=== THE TASK ===
What is the number of lines in the records that contain "skglm"? Give only that number.

(PROVIDED DATA Opens)

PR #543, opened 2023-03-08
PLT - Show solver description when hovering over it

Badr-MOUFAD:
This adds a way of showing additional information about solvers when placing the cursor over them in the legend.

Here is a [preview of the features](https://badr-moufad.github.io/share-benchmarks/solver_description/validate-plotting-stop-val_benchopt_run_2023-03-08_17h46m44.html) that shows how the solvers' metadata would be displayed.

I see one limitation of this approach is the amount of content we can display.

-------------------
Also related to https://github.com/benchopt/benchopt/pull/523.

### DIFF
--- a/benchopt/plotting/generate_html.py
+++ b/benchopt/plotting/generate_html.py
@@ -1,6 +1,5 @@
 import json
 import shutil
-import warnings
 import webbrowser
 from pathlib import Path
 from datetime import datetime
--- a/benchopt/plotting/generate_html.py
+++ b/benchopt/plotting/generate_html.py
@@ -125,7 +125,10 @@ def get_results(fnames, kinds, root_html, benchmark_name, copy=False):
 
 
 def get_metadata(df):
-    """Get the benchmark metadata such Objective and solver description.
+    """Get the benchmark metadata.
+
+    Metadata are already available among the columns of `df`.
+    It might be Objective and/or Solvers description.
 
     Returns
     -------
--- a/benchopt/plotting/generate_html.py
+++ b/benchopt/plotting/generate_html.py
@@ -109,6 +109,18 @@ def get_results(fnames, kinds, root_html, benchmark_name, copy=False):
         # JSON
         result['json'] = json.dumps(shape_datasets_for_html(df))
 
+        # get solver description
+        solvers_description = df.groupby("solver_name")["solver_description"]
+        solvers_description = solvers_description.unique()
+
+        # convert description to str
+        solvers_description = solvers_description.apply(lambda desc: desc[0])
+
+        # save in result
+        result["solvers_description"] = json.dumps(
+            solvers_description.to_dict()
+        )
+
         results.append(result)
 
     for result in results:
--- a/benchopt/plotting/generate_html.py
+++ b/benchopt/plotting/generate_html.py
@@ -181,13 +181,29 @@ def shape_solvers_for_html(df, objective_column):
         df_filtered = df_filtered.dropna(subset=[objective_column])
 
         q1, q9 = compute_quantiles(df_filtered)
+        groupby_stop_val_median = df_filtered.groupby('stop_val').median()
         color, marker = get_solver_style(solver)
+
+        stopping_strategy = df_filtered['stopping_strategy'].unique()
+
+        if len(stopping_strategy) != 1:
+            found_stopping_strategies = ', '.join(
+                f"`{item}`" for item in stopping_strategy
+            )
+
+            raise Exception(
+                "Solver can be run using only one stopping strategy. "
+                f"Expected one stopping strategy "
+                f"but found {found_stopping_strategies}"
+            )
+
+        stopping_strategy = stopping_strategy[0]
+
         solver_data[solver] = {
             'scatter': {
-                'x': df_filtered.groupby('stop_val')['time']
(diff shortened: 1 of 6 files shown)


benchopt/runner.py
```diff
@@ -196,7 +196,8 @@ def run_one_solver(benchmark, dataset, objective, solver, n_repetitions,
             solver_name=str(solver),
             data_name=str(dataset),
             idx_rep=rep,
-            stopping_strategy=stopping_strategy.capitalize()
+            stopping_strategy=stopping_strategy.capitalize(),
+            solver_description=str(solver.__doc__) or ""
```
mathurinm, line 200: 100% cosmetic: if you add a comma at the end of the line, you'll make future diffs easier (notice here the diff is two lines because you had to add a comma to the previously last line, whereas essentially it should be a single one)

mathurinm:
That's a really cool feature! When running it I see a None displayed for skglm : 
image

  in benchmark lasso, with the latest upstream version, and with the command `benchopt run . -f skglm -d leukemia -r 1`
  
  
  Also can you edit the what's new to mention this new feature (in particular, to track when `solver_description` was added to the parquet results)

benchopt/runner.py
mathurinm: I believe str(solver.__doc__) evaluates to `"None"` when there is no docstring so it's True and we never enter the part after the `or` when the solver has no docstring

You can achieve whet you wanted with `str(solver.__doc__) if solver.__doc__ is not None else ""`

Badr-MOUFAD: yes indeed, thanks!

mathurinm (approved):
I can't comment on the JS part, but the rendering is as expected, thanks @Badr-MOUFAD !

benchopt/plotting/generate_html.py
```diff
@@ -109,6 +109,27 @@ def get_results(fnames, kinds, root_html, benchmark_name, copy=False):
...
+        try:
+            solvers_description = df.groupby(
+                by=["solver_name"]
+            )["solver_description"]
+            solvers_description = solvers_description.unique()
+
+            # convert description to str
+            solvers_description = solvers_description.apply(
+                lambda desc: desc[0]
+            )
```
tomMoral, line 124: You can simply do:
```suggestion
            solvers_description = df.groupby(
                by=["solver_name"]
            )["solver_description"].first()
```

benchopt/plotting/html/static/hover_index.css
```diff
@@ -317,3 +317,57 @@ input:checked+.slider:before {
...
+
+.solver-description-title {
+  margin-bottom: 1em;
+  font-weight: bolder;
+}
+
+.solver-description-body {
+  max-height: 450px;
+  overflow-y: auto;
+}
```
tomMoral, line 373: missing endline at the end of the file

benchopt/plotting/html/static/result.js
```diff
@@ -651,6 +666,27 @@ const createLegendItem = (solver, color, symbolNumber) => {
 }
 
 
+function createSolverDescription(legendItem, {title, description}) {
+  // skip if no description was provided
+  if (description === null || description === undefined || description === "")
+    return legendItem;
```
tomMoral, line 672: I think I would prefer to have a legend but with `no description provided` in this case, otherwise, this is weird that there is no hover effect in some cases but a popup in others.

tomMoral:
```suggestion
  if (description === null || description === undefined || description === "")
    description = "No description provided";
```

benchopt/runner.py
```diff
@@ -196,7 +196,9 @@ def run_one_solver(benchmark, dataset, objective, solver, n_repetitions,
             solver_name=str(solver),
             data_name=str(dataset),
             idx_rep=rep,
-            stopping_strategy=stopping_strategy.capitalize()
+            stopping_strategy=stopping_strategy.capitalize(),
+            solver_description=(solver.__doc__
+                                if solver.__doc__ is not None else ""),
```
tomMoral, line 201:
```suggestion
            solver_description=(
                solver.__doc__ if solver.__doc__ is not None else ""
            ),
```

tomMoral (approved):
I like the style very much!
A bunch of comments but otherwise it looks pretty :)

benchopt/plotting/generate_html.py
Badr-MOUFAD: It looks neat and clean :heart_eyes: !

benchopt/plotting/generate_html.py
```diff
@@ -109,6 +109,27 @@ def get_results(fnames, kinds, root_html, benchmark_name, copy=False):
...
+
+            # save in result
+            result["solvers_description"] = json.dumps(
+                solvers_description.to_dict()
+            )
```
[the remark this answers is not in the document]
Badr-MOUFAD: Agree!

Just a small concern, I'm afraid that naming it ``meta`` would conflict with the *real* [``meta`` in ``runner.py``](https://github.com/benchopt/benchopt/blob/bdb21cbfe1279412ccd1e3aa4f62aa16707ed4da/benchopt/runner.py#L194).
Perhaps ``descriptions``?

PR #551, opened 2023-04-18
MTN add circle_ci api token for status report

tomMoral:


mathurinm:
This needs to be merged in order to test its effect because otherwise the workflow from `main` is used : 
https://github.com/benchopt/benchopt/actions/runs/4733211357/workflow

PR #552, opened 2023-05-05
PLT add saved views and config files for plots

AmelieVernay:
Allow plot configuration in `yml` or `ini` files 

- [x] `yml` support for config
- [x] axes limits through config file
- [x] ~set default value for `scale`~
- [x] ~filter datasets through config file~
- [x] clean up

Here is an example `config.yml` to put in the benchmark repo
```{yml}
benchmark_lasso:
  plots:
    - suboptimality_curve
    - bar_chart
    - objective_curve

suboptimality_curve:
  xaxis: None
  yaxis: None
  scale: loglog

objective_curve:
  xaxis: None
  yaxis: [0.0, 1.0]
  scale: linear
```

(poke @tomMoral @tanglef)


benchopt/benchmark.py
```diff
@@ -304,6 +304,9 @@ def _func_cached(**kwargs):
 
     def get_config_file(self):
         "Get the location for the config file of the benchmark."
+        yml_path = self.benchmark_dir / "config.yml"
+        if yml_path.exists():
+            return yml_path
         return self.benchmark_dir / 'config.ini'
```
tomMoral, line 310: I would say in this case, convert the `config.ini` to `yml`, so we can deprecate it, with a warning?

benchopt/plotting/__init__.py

(PROVIDED DATA Closes)

=== SOLVED EXERCISE ===
2